# Sand Paint Ceiling



## cardgunner (Feb 29, 2016)

So I got around 3600ft2 of ceiling to paint. The ceiling is not perfect so I am going to sand paint to hid the imperfections.

I plan on using a 12" roller. Just an ordinary sand paint finish. No swirls or etc.

I'm going to tape the walls.

Should I mix the paint myself or just buy premixed?

Any helpful hints or words of wisdom?

Thank you for time.
CardGunner


----------



## futtyos (Aug 11, 2013)

*More info needed*



cardgunner said:


> So I got around 3600ft2 of ceiling to paint. The ceiling is not perfect so I am going to sand paint to hid the imperfections.
> 
> I plan on using a 12" roller. Just an ordinary sand paint finish. No swirls or etc.
> 
> ...


Here is a helpful hint: give as many details as you can about this job. 

Here are some questions:

Is this just one big ceiling or several that add up to 3600 sq ft?

Commercial, Industrial or residential?

When you say the ceiling is not "perfect", what do you mean? Give bunches of details.

If the ceiling is not perfect, will a 12" roller miss some areas? Or should you stay with a 9"?

If a 12" roller will work, why don't you use the Wooster Sherlock 14"? There are a number of companies besides Wooster that now off 14" roller cover and trays.

Is the ceiling good enough for just sand paint or is it so messed up that only a heavy texture will really cover the imperfections?

Some photos would be good to see. 

futtyos


----------



## cardgunner (Feb 29, 2016)

It is a residential one big ceiling that spans 3 rooms. 

Not perfect is to mean there are some sanding marks under the current paint. There are fixes in the joints where the tape loosened up and had to be replaced. Just overall not a good finish to the install. 

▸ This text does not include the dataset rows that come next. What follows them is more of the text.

PR #558, opened 2025-05-30
Enhancements to the linuxd-gateway communication

csegarragonz:
In this PR I introduce an enhancement to the linuxd-gateway communication where we merge the size and body into a single message, instead of separating them in two.

### DIFF
--- a/src/daemons/linuxd/src/linuxd/mod.rs
+++ b/src/daemons/linuxd/src/linuxd/mod.rs
@@ -620,23 +620,13 @@ impl<'a> LinuxDaemon<'a> {
                     // NOTE: we don't check if the write operation is too big, because its size is
                     // already bound by the maximum payload size of the message.
                     let count: usize = request.count as usize;
-                    let length_buffer: [u8; mem::size_of::<u32>()] = (count as u32).to_le_bytes();
-                    match conn.write_all(&length_buffer) {
+                    match conn.send_message_to_gateway(&request.buffer[..count]) {
                         Ok(_) => {
-                            match conn.write_all(&request.buffer[..count]) {
-                                Ok(_) => {
-                                    debug!("wrote {count} bytes to the gateway");
-                                    WriteResponse::build(source, count as i32)
-                                },
-                                Err(e) => {
-                                    debug!("failed to write buffer to the gateway (error={e:?})");
-                                    // TODO: Check error conversion.
-                                    build_error(source, ErrorCode::ConnectionReset)
-                                },
-                            }
+                            debug!("wrote {count} bytes to the gateway");
+                            WriteResponse::build(source, count as i32)
                         },
                         Err(e) => {
-                            debug!("failed to write length to the gateway (error={e:?})");
+                            debug!("failed to write buffer to the gateway (error={e:?})");
                             // TODO: Check error conversion.
                             build_error(source, ErrorCode::ConnectionReset)
                         },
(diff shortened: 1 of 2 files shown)


src/libs/syscomm/src/lib.rs
```diff
@@ -155,6 +157,71 @@ impl SocketStream {
             },
         }
     }
+
+    /// Read one message from the gateway compising a header with a size
+    /// (u32 LE) and then the body with as many bytes as indicated in the header.
+    pub fn read_message_from_gateway(&mut self) -> Result<Vec<u8>, ::std::io::Error> {
+        let mut buffer = Vec::new();
+        // TODO: define constant
+        let mut tmp = [0u8; 64];
```
csegarragonz: @ppenna any suggestions on what would be a good constant here? (for the size of the `tmp` buffer).

src/daemons/linuxd/src/linuxd/mod.rs
```diff
@@ -677,73 +667,56 @@ impl<'a> LinuxDaemon<'a> {
...
-                                },
-                                Err(e) => {
-                                    debug!("failed to read from the gateway (error={e:?})");
-                                    // TODO: Check error conversion.
-                                    build_error(source, ErrorCode::ConnectionReset)
-                                },
+                            count
+                        };
+
+                        // TODO: we have already copied the bytes into message so we should be able
```
csegarragonz: I am leaving this comment as a future TODO. I think the PR can be merged anyway.

src/libs/syscomm/src/lib.rs
ppenna: It should be `::config::kernel::IPC_MESSAGE_SIZE`

src/daemons/linuxd/src/linuxd/mod.rs
ppenna: Could you create an issue for that and link it in the comment?

src/daemons/linuxd/src/linuxd/mod.rs
```diff
@@ -677,73 +667,56 @@ impl<'a> LinuxDaemon<'a> {
...
+                        debug!("read {count} bytes from the gateway");
+
+                        // Truncate read request to fit in the response buffer.
+                        let read_count: usize = if count > request.count as usize {
+                            warn!(
+                                "handle_read_request(): truncating payload (requested={}, \
+                                 actual={count})",
+                                { request.count },
+                            );
+                            request.count as usize
```
ppenna, line 688: Instead of logging a warning message we should fail. If failing is not possible, we should panic. People don't fix warning messages, but people do fix critical errors.

src/libs/syscomm/src/lib.rs
```diff
@@ -155,6 +157,71 @@ impl SocketStream {
...
+                Err(e) => return Err(e),
+            }
+        }
+    }
+
+    /// Read one message from the gateway comprising a header with a size
+    /// (u32 LE) and then the body with as many bytes as indicated in the header.
+    pub fn send_message_to_gateway(&mut self, buffer: &[u8]) -> Result<(), SocketError> {
+        let mut out_buffer = Vec::with_capacity(mem::size_of::<u32>() + buffer.len());
+        let buffer_len: u32 = buffer.len().try_into().unwrap();
```
ppenna: Do not unwrap. Fail with an error instead.

src/daemons/linuxd/src/linuxd/mod.rs
csegarragonz: This is not an error. This warning only means that we will chunk the input message into different messages to the micro VM.

src/daemons/linuxd/src/linuxd/mod.rs
csegarragonz: I removed the comment because I think we need to copy, as the downstream function only accepts a `[u8; 45]`, so we need to copy our `[u8]` into that.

None of these imperfections would make a 12" or 14" miss areas.

It will be fine with just sand paint. 

I have never done this large of a ceiling before with sand paint and if there are any hints or best practice that I should know about please let me know. It's just me doing it.


----------



## futtyos (Aug 11, 2013)

*What does the customer want?*



cardgunner said:


> It is a residential one big ceiling that spans 3 rooms.
> 
> Not perfect is to mean there are some sanding marks under the current paint. There are fixes in the joints where the tape loosened up and had to be replaced. Just overall not a good finish to the install.
> 
> ...


This sound like an expensive house. If so, why doesn't the owner want the flaws in the ceiling corrected and painted in such a manner as to maintain the value of the house? Is sand paint on ceilings typical in your area? (where is this house anyway?). If not, you might actually be causing vandalism to the property when the owners decide to sell the house down the road. I can envision some realtor coming in and telling the homeowners to get rid of the sandy texture on the ceiling.

I live in the Chicago area. I rarely ever see sand ceilings. Most of my experience with popcorn and textured ceilings is that the owners want them skim coated smooth. The Chicago hi rise condos I have been painting at for the last 2 years all had an orange peel texture on ceilings and walls. I can only recall 1 unit where we did not skim coat everything flat.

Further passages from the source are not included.